*Instructions for the task*.
The lines from the start of the data through the line with "All sites share" are to be returned verbatim; all later lines are to be omitted.

(Saved data entries)
PR #228, opened 2026-08-11
PUF-398: drained agent state — quota-exhaustion honest surface (fixes JYP)

hellohanchen:
Linear: [PUF-281](https://linear.app/puffo-ai/issue/PUF-281) · Shared: `shared/PUF-398.md`

## Summary

Adds `drained` as the third red state on `runtime.health` (siblings: `auth_failed`, `refresh_broken`), for a spent Claude Code / Codex plan quota. Fixes the JYP mis-surface (Sam DM msg_3083b1b6) where quota exhaustion showed "sign-in has expired → run `claude auth login`", which does nothing for a spent quota.

Design proposal + Vase mechanism-approval preceded build (PUF-370 pattern). All 3 Vase answers on `msg_c05a7e9b` thread: (1) approve the 5-element design + retry shape; (2) `drained = hold-no-retry`, UI surface via existing `status_reporter`; (3) usage-limit verbatim strings sourced via web-search — 4 shipped Claude Code spellings anchored on stable substring cores, Codex uses structured `usedPercent`.

## Root cause was in two places, not one

Intake described the worker's classification path. **The refresher's own probe carries the same bug in a worse form**: `credential_refresh.py`'s probe hits the same quota, `looks_like_auth_error` substring-matches, and `_flip_auth_failed` flips *every* agent on the host to `auth_failed` + DMs each. JYP's DM likely came from here, not their own turn. Both sites now check quota before auth.

## Where detection actually lives

All sites share one marker module and check **quota before auth** (auth markers are bare substrings and a spent-quota body carries auth-adjacent wording):

- `agent/_usage_markers.py` (new) — `looks_like_usage_limit()` is a **plan-level** predicate that requires *positive* plan/account evidence: the shipped Claude/Codex plan spellings count unconditionally (they are plan-scoped by construction), while the generic quota vocabulary (`quota exceeded`, `insufficient_quota`) counts only when the same body explicitly scopes the limit to the account/plan/subscription/organization. Bare, model-scoped, or project-scoped generic quota stays the weaker `quota_exhausted` — absence of a model mention is not evidence of account scope, and a per-project ceiling is not the provider plan. Negative regressions cover model identifiers without the literal noun ("quota exceeded for gpt-5.4; switch to gpt-4.1"), bare markers, and project scope; a positive regression pins an account-scoped body that mentions a model incidentally. Plus `parse_reset_epoch()` (machine-readable `|<epoch>` spelling only) and the shared `DRAINED_RUNTIME_ERROR` copy.
- `agent/core.py` — `_classify_api_error()` returns `(is_auth, is_drained, label)`; all three `API Error` raise sites tag `AgentAPIError(is_drained=)`.
- `agent/provider_failures.py` — `classify_provider_failure` order is now hard-401 → quota → auth-substrings, so the 2.0.0 driver path (Codex JSON-RPC / Claude stream errors) classifies `quota_exhausted` instead of `authentication`.
- `portal/credential_refresh.py` — the probe's quota check runs before the auth check and returns a new `RefreshOutcome.QUOTA_EXHAUSTED`, which neither counts toward the `refresh_broken` streak nor fast-retries (a long drained window must not flip idle agents `refresh_broken`). Both host-wide flippers (`refresh_broken`, `auth_failed`) skip agents already in `drained`.
- `portal/control/usage_snapshot.py` — `apply_drained_health()` flips agents on a spent harness from the periodic usage snapshot (`used_pct >= 100`, weekly counts even with session headroom) and clears `drained → ok` when budget returns. For agents with a **live worker** the flip goes through the worker's own drained ENTER/CLEAR **in memory** (the daemon registers `set_live_workers(lambda: self.workers)` at startup): a disk-only write would be overwritten by the worker heartbeat within seconds and would never reach the status reporter, which reads memory. This also means an idle agent whose sibling burned the shared quota gets the per-episode operator DM, with the snapshot's `resets_at` in it. Agents without a running worker keep the on-disk path. A snapshot-driven clear deliberately does **not** re-arm the DM gate (only a successful turn does), so a flapping `used_pct` cannot spam the operator.

## Outcome plumbing

- `agent/_failure_outcomes.py` (new) — `failure_outcome()` + `crash_resume_terminal()`, the exception → process-outcome map (quota first), extracted from `global_inbox_runtime.py` to hold the file under the 2,000-line structural cap. Account-wide `drained` requires the narrow `plan_drained` error code; broad `quota_exhausted` (which also matches per-model limits, e.g. LiteLLM/Fable ceilings) keeps its pre-existing `provider_failed` semantics.
- `agent/global_inbox_runtime.py` + `agent/global_inbox_degraded.py` (new mixin) — in-turn retry gate excludes `is_drained`; `_handle_process_failure` and the crash-resume loop delegate to `_failure_outcomes`. A drained turn **parks** instead of entering degraded auto-recovery: durable rows stay pending, no provider turn is scheduled or admitted, `notify()` clears the degraded backoff but deliberately not the park, and the runtime unparks only when its `drained_check` (the worker's snapshot-driven health) reports the quota cleared **and** a wake arrives. Crash-resumed drained turns park the same way.
- `portal/worker_run.py` — `_settle_process_health()` (extracted static dispatch, bound via `functools.partial`) routes `outcome == "drained"` to the worker; `_retryable_local_warm_error` holds (no retry) on drained/quota shapes while keeping plain 429s retryable.
- `portal/worker.py` — `_enter_drained` (state flip + one bilingual operator DM per episode, re-armed by a successful turn or a failed send), `_clear_drained` on turn success.
- `portal/state.py`, `portal/cli.py` — enum widening; `drained` renders as a red state in `agent list`.
- `agent/_invite_strings.py` — `format_drained` / `format_codex_drained` bilingual DM. The copy makes no auto-resume promise: nothing re-kicks a held turn when the window resets, so it tells the operator to send the agent a message after the reset. It never suggests re-login.

## Where the DM's predicted reset time comes from

Three sources, in order:

1. `parse_reset_epoch` on the error text (the machine-readable `usage limit reached|<epoch>` spelling) — rare in practice, since production paths deliver the mapped provider-failure message rather than the raw body.
2. The snapshot path passes the harness's reset straight into the worker's drained ENTER. The reset is the time at which **every** exhausted window has cleared (their max) — reporting the soonest reset would promise capacity while another window is still spent — and `None` when any exhausted window has no known reset.
3. When neither produced a time, `_notify_operator_of_drained` probes the `/usage` budget on the spot (`predicted_reset_epoch(harness)`) and predicts the reset from it. Best-effort: a failed or empty probe degrades to a time-less DM — the DM matters more than its timestamp.

## Tests

`tests/test_drained_state.py` (new): detection (all 4 shipped Claude spellings, agent-prose negatives, case-insensitivity, Fable5/LiteLLM per-model-limit negative, short-lived-429 negative), ordering at every site (provider classifier, core, refresher — each fed a body matching BOTH quota and auth classes), outcome dispatch (`failure_outcome`, `crash_resume_terminal` both exception shapes, settle routing incl. full outcome→health dispatch and swallowed-raise), warm retry boundary, worker enter/clear/DM dedup + re-arm semantics, snapshot-driven flip/clear/skip for both live-worker (in-memory, DM through the episode gate, other reds untouched, broken-worker resilience) and on-disk agents + malformed-input resilience, the live-worker registry fallback, the reset-time probe (predicts, degrades on failure), refresher streak isolation, and DM copy (never suggests login, no auto-resume promise, bilingual, reset-time degrade, empty display name).

`tests/test_worker_status_lifecycle.py`: `quota_drained` lifecycle case pins `process_outcome == "drained"` through the real runtime; the pre-existing provider-failure case now uses `provider_unavailable` so the two stay distinct.

Verification on the current head (Python 3.14 locally; CI runs 3.11/3.12):

```
tools/check_python_structure.py     → passed
ruff 0.15.1 (hook-pinned)           → All checks passed!
full suite                          → see CI; local run green, 1 skip (Windows-only test_proc)
diff coverage (line + branch, vs merge base 343bda5) → 100% of new executable code
```

## Out of scope (per spec — untouched)

- Fable 5 / LiteLLM per-model usage-limit — non-regression pinned by `test_fable5_model_limit_is_not_quota_classified`
- Auto-model-switch on drained
- Auto-credits-refill / auto-upgrade (billing)
- Cross-owner drained aggregation UI
- Re-kicking held turns when the usage window resets (unpark = snapshot-cleared health + the next wake; the DM tells the operator to send a message)

## Not tested empirically

No real drained account was available. All detection tests feed the 4 web-searched shipped Claude Code strings + constructed Codex snapshots. If a live drained user's verbatim output diverges, adding one more anchor to `USAGE_LIMIT_MARKERS` is the fix; the scaffold is stable.

## Server side

`health` already reaches the server on **both** transports, so `drained` needs no server-side change (PUF-428 / puffo-server#274):

- Native: `POST /agents/me/heartbeat` accepts, validates, persists, and returns free-text `health`; the daemon has been sending it since PUF-270.
- Bridge/keyless: `AgentClientMsg::Status` carries `health: Option<String>` and `handle_status` folds it into the same `agent_status` row. What was missing was the **agent side**: `CloudBridgeClient.send_status()` had no health field and the worker passed `runtime_health_provider=None` for bridge clients. Both are fixed here — the keyless status emit now feeds the worker's health (drained included) onto the wire, with wire-level regressions (`test_status_frame_carries_health_on_the_wire`, reporter emit, and the reconnect-callback payload).


Glimmer0x (changes requested):
Reviewed current head `5e8cbda7555c1b0d29046248f971f5f4edb15733`. The classification/order plumbing is broad and the focused suite is strong, but I found two blocking semantic gaps plus one reset-time correctness issue.

1. **Blocking — `drained` still auto-retries forever.** `_invoke_turn_with_retries` correctly excludes `is_drained` from the same-turn retry budget, but the exception then reaches `_handle_process_failure`, which unconditionally calls `_degrade()`. `_degrade()` schedules a coalescer wake after 5s, doubles to the 300s cap, and `_try_degraded_recovery()` explicitly retries the durable work; the requeued rows remain pending and `_wake_remaining_pending()` also runs. So a spent account is retried indefinitely (at most every five minutes) instead of being held, while the operator DM says “holding … rather than retrying.” Please add a real parked/drained gate for the Global Inbox runtime: retain the durable rows but do not schedule or admit provider turns while drained, and define the explicit unpark signal (for the current design, a confirmed usage-snapshot clear followed by/new inbound wake). Add an end-to-end runtime regression proving one drained provider attempt remains one across degraded/coalescer wakes and messages stay pending until the gate clears.

2. **Blocking — the 2.0 provider path drains on per-model limits that the PR declares out of scope.** `failure_outcome()` maps every `ProviderFailureError(error_code="quota_exhausted")` to `drained`, but `classify_provider_failure()` still has the broad pre-existing `("reached your" in diagnostic and "limit" in diagnostic)` rule. I reproduced: `classify_provider_failure(status=None, diagnostic="You've reached your Fable 5 limit. Try again later.") == "quota_exhausted"`; the driver wraps that as `ProviderFailureError`, and this PR now turns it into `drained`. The current Fable negative test covers only `looks_like_usage_limit` / `_classify_api_error`, not this load-bearing driver path. Please use a distinct/narrow signal for account/plan exhaustion (or otherwise preserve the per-model boundary), and add a classifier → exception → `failure_outcome` regression.

3. **Reset-time correctness.** `drained_harnesses()` returns `min(resets)` across exhausted session/weekly windows. If both are binding, capacity returns only after the later reset, so the DM can tell the operator to retry while weekly quota is still spent. If any exhausted window has no reset timestamp, the overall recovery time is unknown rather than the earliest known timestamp. Please compute the time at which all binding exhausted windows clear (normally `max` when all are known, otherwise `None`) or change the copy so it does not promise overall recovery at that time; add the dual-window regression.

Verification on this head: `tests/test_drained_state.py` + `tests/test_worker_status_lifecycle.py` pass (`99 passed`), and local `pre-commit run --all-files` passes. GitHub pytest/pre-commit/CodeQL are also green; the findings are behavioral gaps not caught by the current tests.

Glimmer0x:
Supplemental finding on current head `5e8cbda` after tracing the user-visible status path:

**The `drained` health value is dropped for keyless/bridge agents.** The native HTTP heartbeat path adds `body["health"] = runtime_health_provider()`, so those agents can surface `health="drained"` separately from the coarse `idle|busy|error` status. But `Worker._build_status_reporter()` deliberately passes `runtime_health_provider=None` whenever a bridge exists; `_emit_keyless()` calls `bridge.send_status()` without a health argument; and both `StatusReporter._runtime_payload()` and `BridgeClient.send_status()` whitelist runtime fields without `health`. The bridge wire therefore carries only the coarse status plus model metadata, not `drained`.

That leaves the PR description’s “UI surface via existing `status_reporter`” incomplete for bridge-backed agents, and it matches the original user-facing concern: internal `runtime.health` can be correct while the user sees only a generic error/status. Please add a typed `health` field to the bridge status frame (with matching server support if it is not already accepted) and a keyless status regression proving `drained` reaches the wire. If bridge-backed CLI agents are intentionally out of scope, narrow the PR claim and document the unsupported runtime explicitly instead.

Glimmer0x (changes requested):
Reviewed current head `d20391fba5019daf7c67e2d880786c721f5f7145`. The new reset-time probe, live-worker snapshot flip, and refresher outcome improve the implementation, but the four earlier blockers are still present.

1. **Blocking — a drained Global Inbox turn still enters degraded auto-recovery instead of parking.** `failure_outcome(exc)` is computed at `global_inbox_runtime.py:1369`, but `_handle_process_failure()` then unconditionally calls `_degrade()` at lines 1375–1379. `_degrade()` schedules the coalescer wake, and `_try_degraded_recovery()` admits the durable work after the deadline. I added a review-only regression using a real `GlobalInboxRuntime`, one pending receipt, and `AgentAPIError(..., is_drained=True)`: the first call requeued the row; after making the scheduled recovery due, `process_once()` called the provider a second time (`calls == 2`, expected `1`). Also, `notify()` clears `_degraded` unconditionally, so a new inbound message can immediately retry before any confirmed quota-clear. Please add a distinct parked/drained admission gate: keep rows pending, do not schedule/admit provider turns while parked, and unpark only from the chosen explicit signal (for the current design, confirmed usage-snapshot clear, then a/new inbound wake). Add the end-to-end regression across coalescer and inbound wakes.

2. **Blocking — the classifier still converts per-model limits into total-account `drained`.** `provider_failures.py:135–143` retains the broad `"reached your" + "limit"` rule. On this head, `"You've reached your Fable 5 limit. Try again later."` still produces `classifier=quota_exhausted`, then `ProviderFailureError(..., error_code=...)` produces `failure_outcome=drained`. The existing Fable negative test only exercises `looks_like_usage_limit`, not this classifier → exception → outcome path. Please narrow/distinguish total plan exhaustion and add that full-path regression.

3. **Blocking — reset time still reports the earliest known binding reset.** `drained_harnesses()` documents “soonest reset” and returns `min(resets)` at `usage_snapshot.py:141–160`. With session reset 100 and weekly reset 200 it returns 100, although capacity remains unavailable until 200; with one exhausted window lacking a timestamp and another at 200 it returns 200, although the overall recovery time is unknown. Please use the time when all binding exhausted windows clear (`max` when every binding reset is known, otherwise `None`) or remove the promise that this is the recovery time, with both regressions.

4. **Blocking — bridge/keyless status still drops `health="drained"`.** `Worker._build_status_reporter()` explicitly passes `runtime_health_provider=None` when a bridge exists (`worker.py:1062–1068`). `_emit_keyless()` sends only status/error/runtime, and `CloudBridgeClient.send_status()` has no health argument or frame field (`bridge_client.py:615–651`). Routing snapshot flips through the live Worker keeps local state correct, but does not put health on the bridge wire. Please add the typed bridge field plus receiving-server support and a wire-level regression, or explicitly narrow the PR scope/claim if bridge-backed agents are unsupported.

Verification: the shipped focused suites pass (`tests/test_drained_state.py` + `tests/test_worker_status_lifecycle.py`: 99 passed), and GitHub CI/CodeQL are green. The new parked-runtime regression fails exactly as described, so this remains a semantic coverage gap rather than a general test failure.

Glimmer0x (changes requested):
Re-reviewed head `7fedb0b`. The drained park, latest/unknown reset aggregation, and bridge `health` propagation now close the corresponding prior findings; the focused affected test set and `tools/check_python_structure.py` pass.

One blocking classifier boundary remains:

`looks_like_usage_limit()` still treats the generic substrings `quota exceeded` and `insufficient_quota` as whole-plan markers (`agent/_usage_markers.py:20-21`), and `classify_provider_failure()` maps every match to `plan_drained` (`provider_failures.py:142-143`). Therefore an explicitly per-model diagnostic such as `quota exceeded for model Fable 5; other models remain available` still follows `plan_drained -> drained` and parks the entire account. The legacy/core path has the same issue: `_classify_api_error("API Error: quota exceeded for model Fable 5; other models available")` returns `(False, True, "quota-drained")`. `insufficient_quota for model ...` reproduces identically.

Please separate a genuinely plan/account-level drained predicate from generic quota vocabulary, and add negative tests for these two generic markers when the diagnostic explicitly scopes the limit to one model (at least through the provider classifier/outcome chain and the core API-error path). The current new test asserting `quota exceeded for this project` is plan-drained demonstrates that the predicate is intentionally broad, but it does not guard the model-scoped counterexample.

Glimmer0x (changes requested):
Re-reviewed head `ff2a357`. The two requested end-to-end negative cases now pass, but the remaining classifier boundary is still blocking because the implementation tests for the token `model`, not for model scope.

`_MODEL_SCOPED_RE = r"\bmodels?\b"` makes generic quota text plan-drained whenever that token is absent. On this head:

- `quota exceeded for gpt-5.4; switch to gpt-4.1` -> `looks_like_usage_limit=True`, `plan_drained`
- `gpt-5.4 quota exceeded; other providers remain available` -> `True`, `plan_drained`

Both are explicitly scoped to one model but do not spell the noun `model`, so the whole account is still parked. The reverse also fails: `The model returned an error: quota exceeded for this account` contains the token incidentally and becomes `quota_exhausted` instead of plan-drained.

The code comment also says generic markers are emitted for per-project ceilings, yet `quota exceeded for this project` remains asserted as plan-drained. More fundamentally, absence of the word `model` is not positive evidence of account/plan scope, so bare `quota exceeded` / `insufficient_quota` are still being promoted from ambiguous generic vocabulary to the strongest whole-account state.

Please make `plan_drained` require positive plan/account evidence (the existing `PLAN_LIMIT_MARKERS`, structured provider metadata, or explicit scoped wording). Keep ambiguous generic quota vocabulary as `quota_exhausted` unless a plan/account signal is present. Add regressions for model identifiers without the literal noun, and for an account-scoped message with an incidental model mention; clarify the intended project-scope behavior as well.

Verification: `tests/test_drained_state.py` passes (96 tests), `tools/check_python_structure.py` passes, local `pre-commit run --all-files` passes, and GitHub CI/CodeQL are green. This is a semantic boundary gap not caught by the new examples.

Glimmer0x (changes requested):
The prior blocker is improved but not fully closed.

`looks_like_usage_limit()` now promotes a generic quota marker whenever any account/plan noun appears anywhere in the diagnostic. That is still token co-presence, not evidence that the marker is scoped to the plan. For example, all of these currently return `plan_drained`:

- `quota exceeded for model gpt-5.4; account quota remains available`
- `project quota exceeded; organization quota is unaffected`
- `quota exceeded for this project; your subscription is still active`

Those diagnostics contain positive or negative information about the account but explicitly scope the exhausted quota elsewhere. Draining the whole provider would still park an agent whose account has usable capacity. Please make the positive evidence relational (for example, match known phrases that bind `quota exceeded` / `insufficient_quota` to account, plan, subscription, or organization scope) and add at least one contradictory-scope regression test.

The new bare/model/project tests and the targeted drained-state suite pass; CI and CodeQL are also green at `1c2e1ad`.

Glimmer0x (approved):
Re-reviewed at 6891fd7. Generic quota markers now require relational binding to account/plan/subscription/organization scope, so contradictory diagnostics such as model/project quota exhaustion with account or organization quota still available remain quota_exhausted rather than plan_drained. Added positive binding and contradictory-scope regressions. Targeted local suite passed; hosted pre-commit, Python 3.11/3.12, and CodeQL checks are green.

*Written reply*.
PR #228, opened 2026-08-11
PUF-398: drained agent state — quota-exhaustion honest surface (fixes JYP)

hellohanchen:
Linear: [PUF-281](https://linear.app/puffo-ai/issue/PUF-281) · Shared: `shared/PUF-398.md`

## Summary

Adds `drained` as the third red state on `runtime.health` (siblings: `auth_failed`, `refresh_broken`), for a spent Claude Code / Codex plan quota. Fixes the JYP mis-surface (Sam DM msg_3083b1b6) where quota exhaustion showed "sign-in has expired → run `claude auth login`", which does nothing for a spent quota.

Design proposal + Vase mechanism-approval preceded build (PUF-370 pattern). All 3 Vase answers on `msg_c05a7e9b` thread: (1) approve the 5-element design + retry shape; (2) `drained = hold-no-retry`, UI surface via existing `status_reporter`; (3) usage-limit verbatim strings sourced via web-search — 4 shipped Claude Code spellings anchored on stable substring cores, Codex uses structured `usedPercent`.

## Root cause was in two places, not one

Intake described the worker's classification path. **The refresher's own probe carries the same bug in a worse form**: `credential_refresh.py`'s probe hits the same quota, `looks_like_auth_error` substring-matches, and `_flip_auth_failed` flips *every* agent on the host to `auth_failed` + DMs each. JYP's DM likely came from here, not their own turn. Both sites now check quota before auth.

## Where detection actually lives

All sites share one marker module and check **quota before auth** (auth markers are bare substrings and a spent-quota body carries auth-adjacent wording):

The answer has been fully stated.